Discussing opportunities for the EU and the prospect of future unification are definitely subjects that are very close to my heart. And there is no doubt that the Pan-European Movement is by far the oldest organization that started discussing European unification. No other body can claim to having stood for peace and stability – that we today associate with the EU – for almost three decades before the establishment of the European Coal and Steel Community in the early 1950s. It has been proven time and again that this path of ever closer relations between European countries is the only one to future peace and stability and the economic opportunities, too, so I absolutely agree that the movement should continue its excellent work towards the enlargement of the EU.
Saying this I cannot emphasise enough how vital for both existing and eventual future members of the EU it is to continue the enlargement process. It would be a very wrong signal to cancel invitations to several of the prospective new members that have gone quite far through the application process – it would be not only the wrong signal, but actually the breach of the basic treaty of the EU which postulates that every country should have the possibility to join. People often forget this, but it is in fact the most ambitious statement of an European agenda.
People who believe that EU has reached its limit of territorial growth and should turn inwards instead, are actually ill informed about the Union's founding documents. Anybody can join the EU – anyone who is willing to go through the incredibly complicated process of changing their country, like Slovenia has and Hungary, too. I was personally very involved in the process in Hungary and I know how very hard it is to change the legal system and an immense framework of all sorts of regulation. People who don't have first hand experience with this process would have a hard time imagining how detailed these requirements are – and any country that has undertaken this enterprise and seen it through, is definitely ready to join. Denying such a country the opportunity to join is more than mistaken, it is an affront to the values on which the EU was established.
I hope that many members of the Pan-European Movement from many EU member countries would make it their mission in the future to restart and further encourage the enlargement process.

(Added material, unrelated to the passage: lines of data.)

PR #111, opened 2026-05-02
Compress text/JS/JSON/SVG responses with isal-backed gzip

bdraco:
## Summary

The frontend wheel ships a ~3.5 MiB JS bundle that the backend served uncompressed. On a typical broadband link that's ~3 s of first-load wait that gzip would knock down to ~600-800 KiB (~85% reduction on minified JS). On a local LAN the wins are smaller but still meaningful for the SPA shell + JSON API.

Wires three pieces:

### 1. `aiohttp-fast-zlib` + `isal` deps

`aiohttp_fast_zlib.enable()` is called once in `DeviceBuilder.run()`. On aiohttp 3.13+ it swaps `aiohttp.compression_utils.ZLibBackend._zlib_backend` to `isal.isal_zlib` (Intel Storage Acceleration Library — hardware-accelerated zlib). This is the same dependency Home Assistant ships in core for the same reason.

Local benchmark on a 2.77 MiB JS-ish payload at level 1:
- stdlib zlib: 2.61 ms/iter
- isal_zlib:   1.08 ms/iter  (~2.4× faster)

### 2. `compression_middleware`

Calls `response.enable_compression()` for compressible responses. Skips for:
- Clients that don't advertise gzip/deflate
- Already-encoded responses (`.gz` / `.br` sidecars served by `FileResponse`, which sets `Content-Encoding` itself)
- Range requests (partial-content + on-the-fly compression aren't compatible in aiohttp)
- Non-compressible content types (firmware bins, opaque images)
- Tiny responses (< 1 KiB floor where framing dominates the savings)

### 3. Public-vs-trusted middleware split

| Site | Middlewares |
|---|---|
| Public | `cors → compression → auth` |
| Trusted Ingress | `cors` only |

The HA supervisor proxy compresses upstream of the trusted Ingress site, so re-encoding here would burn CPU twice for the same wire bytes (and the supervisor uses its own settings, so we'd be fighting it).

## Test plan

- [x] 11 new tests in `test_compression_middleware.py` covering each compress / skip branch + the public-vs-ingress wiring
- [x] 531 backend tests total — all green
- [x] `pre-commit run` — clean
- [x] Verified `ZLibBackend._zlib_backend` flips from stdlib `zlib` to `isal.isal_zlib` after `enable()`

### DIFF
--- a/esphome_device_builder/device_builder.py
+++ b/esphome_device_builder/device_builder.py
@@ -14,13 +14,14 @@ import re
 from pathlib import Path
 from typing import TYPE_CHECKING, Any
 
+import aiohttp_fast_zlib
 from aiohttp import web
 
 from .controllers.config import DashboardSettings
 from .helpers.api import CommandHandler, collect_api_commands
 from .helpers.auth import auth_middleware
 from .helpers.event_bus import EventBus
-from .helpers.json import cors_middleware
+from .helpers.json import compression_middleware, cors_middleware
 
 if TYPE_CHECKING:
     from .controllers.auth import AuthController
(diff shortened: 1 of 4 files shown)


bdraco:
Closing — wrong call on my part. Both real-world deployments don't benefit:

- **HA add-on (Ingress)**: supervisor proxy already compresses upstream; this PR explicitly disables compression on the trusted site for that reason.
- **ESPHome Desktop / local**: bundle is served over loopback / LAN where the wire-size win is dwarfed by the CPU cost of compressing on every request.

Not worth the dep weight (`isal` adds a native wheel) for the niche case where someone exposes the dashboard over WAN without a reverse proxy in front.

PR #165, opened 2026-05-03
Cover error_response helper

bdraco:
## Summary
`error_response` was the only function in `helpers/json.py` without direct test coverage. Two cases for the dashboard's universal error envelope:

- `error_response(message)` → HTTP 400 + `{"error": message}` body with `application/json` content type.
- `error_response(message, status=...)` honours the override for endpoints that want 403 / 404 / 409 with the same shape.

Pins the contract so a refactor that flipped the default status or the body shape surfaces here rather than at the first endpoint that misbehaves.

## Test plan
- [x] `uv run pytest tests/test_helpers_json.py` — 5 passed
- [x] `uv run pre-commit run` clean

### DIFF
--- a/tests/test_helpers_json.py
+++ b/tests/test_helpers_json.py
@@ -14,6 +14,7 @@ import pytest
 from esphome_device_builder.helpers.json import (
     dumps,
     dumps_str_non_str_keys,
+    error_response,
     loads,
 )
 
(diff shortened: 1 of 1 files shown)


bdraco:
Closing — survey shows no callers of `error_response` in the codebase. Replacing with a removal PR.

PR #186, opened 2026-05-03
Emit auto-name on featured-component YAML for HA entity platforms

marcelveldt:
testing the sonoff basic featured "Front-Panel Button" produced a YAML block with neither `name:` nor `id:` — so the entity showed up unnamed in home assistant. same pattern affects every featured `binary_sensor.gpio` (and a chunk of `sensor.*` whose schema sync is missing the entity-base `name` field).

root cause is two layers:

- `_featured_field_presets` in `controllers/components.py` already auto-derives `id` and `name` defaults from the manifest's local id and display name. the materialised view (`get_component`) used these.
- `_apply_featured_presets` in `controllers/devices/helpers.py` — the path that actually builds the YAML — was reading `record.featured.fields` directly instead of the auto-augmented preset map, so the auto defaults never reached the merge step.

## changes

- route both call sites through `_featured_field_presets(record)` so manifest-explicit fields and auto-derived `id` / `name` defaults flow into the YAML the same way they flow into the catalog entry
- gate the auto-name preset on a new `_supports_name` check (HA entity domains + components that already declare `name:`) so non-entity platforms (`output:`, `i2c:`, `rtttl:`, ...) stay clean — they don't accept a top-level `name:` field
- small bonus: dedup `_generate_id` so a featured display name that leads with the chip name produces `id: hlw8012_power_monitor` rather than `id: hlw8012_hlw8012_power_monitor`
- two regression tests cover the `binary_sensor.gpio` name injection and the non-entity `output.gpio` exclusion

audited all 15 featured components on the 3 hand-curated boards — entities (`sensor`, `binary_sensor`, `switch`, `light`) now get both `id` and `name`; non-entities (`output`, `bus`, `misc`) correctly skip `name`.

note: the underlying sync issue — `binary_sensor.gpio` and a chunk of `sensor.*` are missing the entity-base `name` config_entry — is a separate concern in `script/sync_components.py`. addressed at runtime here so user YAML is correct today; a sync fix would additionally restore the `name` input field in the dashboard UI for those platforms.

### DIFF
--- a/esphome_device_builder/controllers/components.py
+++ b/esphome_device_builder/controllers/components.py
@@ -481,7 +481,7 @@ def _materialise_featured(
     """
     underlying = record.underlying
     fc = record.featured
-    presets = _featured_field_presets(fc)
+    presets = _featured_field_presets(record)
     return ComponentCatalogEntry(
         id=record.full_id,
         name=fc.name or underlying.name,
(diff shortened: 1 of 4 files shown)


marcelveldt:
closing in favor of the manifest-explicit approach — adding `fields.id` / `fields.name` to the definitions directly (and updating the devices.esphome.io sync to emit them) is cleaner than the runtime auto-derivation here. new pr coming.

PR #421, opened 2026-05-08
Add per-sub-field platform gating to ConfigEntry catalog

### LINKED ISSUE #417: [Bug] Component form doesn't gate sub-fields by device platform (e.g. ESP8266 + sensor.debug.psram)
## What

Catalog entries that bundle multiple optional sub-sensors / sub-fields don't gate those sub-fields by what the device's platform can actually populate. The "Add Component" form shows every sub-field in a single component's schema regardless of whether the user's MCU supports it.

Concrete example — `sensor.debug` carries optional sub-sensors:

| Sub-field | Platforms it works on |
|---|---|
| `free` (free heap) | all |
| `block` (max heap block) | esp32, esp8266 |
| `loop_time` | all |
| `cpu_frequency` | esp32, esp8266 |
| `psram` | **esp32 only** (and only when the variant has PSRAM) |
| `fragmentation` | esp8266 only |

If the user picks an ESP8266 board, the form happily lets them fill in `psram:`. Compile fails with a "doesn't apply on this platform" error well after the user's left the dialog.

Conversely, if the user picks an ESP32, the form shows `fragmentation:` even though it's an ESP8266-only field.

This was flagged as a sub-observation inside #383 ("filtered by cpu support ideally"). Splitting it out so the dep-detour fix on that issue (PR esphome/device-builder-frontend#224) can land on its own merits.

## Why this isn't a catalog-shape bug

The catalog mirrors ESPHome's upstream schema — `sensor.debug` is one component with N optional sub-fields, not N separate components. The granularity is correct; what's missing is per-sub-field platform gating *inside the form's renderer*, not in the catalog entries themselves.

The catalog entry's existing `supported_platforms` field gates the *whole component*; we'd need a parallel per-`config_entry` gate for sub-fields. Two possible shapes:

1. **Add `supported_platforms` to nested `ConfigEntry` records** in the catalog and have the form's renderer hide entries whose platform set excludes the device's MCU. Requires the sync script (`script/sync_components.py`) to extract the per-field platform info from the schema bundle.
2. **Form-side hardcoded rules** for the small set of components that have this shape (`debug`, possibly `wifi.power_save_mode`, …). Cheaper but doesn't scale.

(1) is the principled fix. The sync script already plumbs `supported_platforms` at the component level — extending to per-entry is bounded, schema-driven work.

## Reproduction

1. Create or open a device with an `esp8266:` platform block (e.g. a Sonoff S20 board).
2. "Add Component" → search "debug" → pick `sensor.debug`.
3. Form shows `psram:` as one of the optional sub-sensor fields.
4. Fill it in, save, install.
5. Compile fails: `psram` requires ESP32.

Expected: `psram:` doesn't render for an esp8266 device. Same for the inverse on ESP32 + `fragmentation:`.

## Affected components (non-exhaustive)

Components in the catalog whose sub-fields aren't all valid on every platform their parent supports — `sensor.debug`, `text_sensor.debug`, possibly any component with conditional schema branches keyed on platform. A `script/check_catalog.py`-style audit could enumerate the full set.

## Out of scope

- Catalog granularity (one debug entry vs many) — that's #383's other observation, resolved as expected behaviour.
- The dep-detour bug — fixed by esphome/device-builder-frontend#224.

bdraco:

Backend half of esphome/device-builder#417 — per-sub-field platform gating for the visual editor.

The schema bundle doesn't reliably surface per-field platform constraints. The upstream `debug` sensor's `psram` and `fragmentation` sub-sensors live behind `CORE.is_esp32` / `CORE.is_esp8266` branches at codegen time that don't show up in the static schema dump. Today the visual editor happily lets a user fill in `sensor.debug.psram` on an ESP8266 board, then they watch the compile fail three minutes later with a "doesn't apply on this platform" error well after they've left the dialog.

The fix: add a `supported_platforms` field to `ConfigEntry` (sibling-but-different from the existing `ComponentCatalogEntry.supported_platforms` — that one gates the *whole component*; this one gates a single config entry within an otherwise platform-portable component), plus a small explicit override map in `script/sync_components.py` keyed on `(component_id, *path)`. The walker supports nested paths so future entries can target deeper fields without restructuring the map.

**Starter overrides:**
- `("sensor.debug", "psram") → ["esp32"]` — PSRAM stats are ESP32-only with PSRAM-enabled variants
- `("sensor.debug", "fragmentation") → ["esp8266"]` — heap-fragmentation reporting is ESP8266-specific

The wire contract is "empty list = all platforms" (the common case), "non-empty = restrict to listed chips." The model default is `field(default_factory=list)` so existing serialized payloads stay compatible without a migration.

The frontend half (companion PR — drafted separately) reads `supported_platforms` in the form renderer and hides entries whose target chip isn't listed. Until that lands the field is dormant — no behaviour change for existing users.

**Why a hand-curated map and not a schema-side signal.** The platform branches in upstream debug aren't a schema construct; they're imperative codegen guards. Surfacing them through the schema bundle would require an upstream design change (PR/issue not yet filed). The override list is small and targeted — every entry is a workaround for a foot-gun a user actually hit. We can drop the override list once upstream surfaces the gates uniformly.

**Tests.** 6 new tests in `tests/test_sync_components_field_platform_overrides.py`:
- Pin both starter override values (regression-proof against silent map edits)
- Walker stamps the override on a top-level field and leaves siblings untouched
- Walker reaches nested paths via a synthetic test-only entry
- No-op on components without overrides
- Stamping doesn't disturb other entry fields (`type`, `label`, `config_entries`)

`components.json` is **not** regenerated in this PR — the sync script supports the new override but the next nightly catalog sync will pick it up. Doing the regeneration in this PR would mix the schema sync with the override addition and make the diff much harder to review.

- fixes esphome/device-builder#417 (backend half — frontend companion PR pending)

## Types of changes

## Frontend coordination

- [x] Companion frontend PR: esphome/device-builder-dashboard-frontend#<TBD — to be opened next>

The new `ConfigEntry.supported_platforms` field is the wire contract; the frontend reads it in the form renderer to hide entries whose target chip isn't in the list. Until the FE PR ships the field is dormant.

## Checklist

### DIFF
--- a/esphome_device_builder/models/common.py
+++ b/esphome_device_builder/models/common.py
@@ -294,6 +294,24 @@ class ConfigEntry(DataClassORJSONMixin):
     # commonly used there).
     platform_defaults: dict[str, ConfigPrimitive] | None = None
 
+    # Target chips this field is valid on. Empty list means "all
+    # platforms" (the common case). Non-empty restricts the field
+    # to the named chips — e.g. ``sensor.debug.psram`` is
+    # ``["esp32"]`` because PSRAM stats only exist on ESP32 with
+    # PSRAM-enabled variants, and ``sensor.debug.fragmentation``
+    # is ``["esp8266"]`` because heap-fragmentation reporting is
+    # ESP8266-specific. The form renderer hides entries whose
+    # ``supported_platforms`` is non-empty and doesn't include
+    # the device's target chip; a preemptive filter beats the
+    # current behaviour where the user fills the field, compiles,
+    # and then sees a "doesn't apply on this platform" error well
+    # after they've left the dialog. Sibling-but-different from
+    # the catalog-entry-level ``supported_platforms`` on
+    # :class:`ComponentCatalogEntry` (that one gates the *whole
+    # component*; this one gates a single config entry within an
+    # otherwise platform-portable component).
+    supported_platforms: list[str] = field(default_factory=list)
+
     # === value constraints ===
 
     # Constrains the value to a fixed set of choices. When populated the
--- a/script/sync_components.py
+++ b/script/sync_components.py
@@ -1598,6 +1598,7 @@ def build_component_entry(
     _apply_platform_defaults(config_entries, introspection.get("platform_defaults") or {})
     _apply_refined_types(config_entries, introspection.get("refined_types") or {})
     _apply_unit_of_measurement_options(config_entries)
+    _apply_field_platform_overrides(component_id, config_entries)
 
     return {
         "id": component_id,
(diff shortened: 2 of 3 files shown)


bdraco:
Closing — the hand-curated `_FIELD_PLATFORM_OVERRIDES` map is unmaintainable. The right solution is to derive per-field platform gating from the schema (live introspection at sync time), not a manual override list. Will reopen with a schema-derived implementation.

"Sadly a lot of people are focusing on relatively small daily problems, and thus  fail to appreciate the long term success of the EU – that said, I am very well aware that many things need to be reformed in the framework of the Union."

In the past decades it was quite usual that important European statesmen functioned in “pairs”, such as Adenauer and de Gaulle, and then Kohl and Mitterand. In the last two decades the situation changed, first Jacques Chirac went through three German chancellors, and now Angela Merkel is working with her fourth French president. Crisis of inspired democratic leadership is often lamented in these days, and not only in Europe. Do you agree with this view?

It is a sad fact that we have a lack of really European leaders, but Europe is not alone in this political crisis. I find it hard to accept that for countries with many million inhabitants it should be so hard to select better political leaders, and I would at least hope that they were better informed about history. My experience tells me that good knowledge of history is very important for making good political decisions, and luckily I know some good politicians who do possess it, but unfortunately they are not in the leading roles in the EU these days.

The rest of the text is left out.